(Collected data)
PR #160, opened 2021-06-18
Clean PROMPT_COMMAND before joining with a semicolon

### LINKED ISSUE #159: Conflict with zoxide
```sh
eval "$(mcfly init bash)"
eval "$(zoxide init bash)"
```

With these two tool enabled at the same time, when I open a new shell I get this:
`
bash: PROMPT_COMMAND: line 0: syntax error near unexpected token `;;'
bash: PROMPT_COMMAND: line 0: `mcfly_prompt_command;;__zoxide_hook'
`
Then, running mcfly:

`
thread 'main' panicked at 'McFly error: Please ensure that MCFLY_HISTORY is set (environment variable not found)', /net/homedirs/arusev/.cargo/registry/src/gitlab.spimageworks.com-dbbe1dfef02d8f03/mcfly-0.5.6/src/settings.rs:261:29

Aim of the exercise: The records above need to be retyped exactly.

Answer box:
PR #160, opened 2021-06-18
Clean PROMPT_COMMAND before joining with a semicolon

### LINKED ISSUE #159: Conflict with zoxide
```sh
eval "$(mcfly init bash)"
eval "$(zoxide init bash)"
```

With these two tool enabled at the same time, when I open a new shell I get this:
`
bash: PROMPT_COMMAND: line 0: syntax error near unexpected token `;;'
bash: PROMPT_COMMAND: line 0: `mcfly_prompt_command;;__zoxide_hook'
`
Then, running mcfly:

`
thread 'main' panicked at 'McFly error: Please ensure that MCFLY_HISTORY is set (environment variable not found)', /net/homedirs/arusev/.cargo/registry/src/gitlab.spimageworks.com-dbbe1dfef02d8f03/mcfly-0.5.6/src/settings.rs:261:29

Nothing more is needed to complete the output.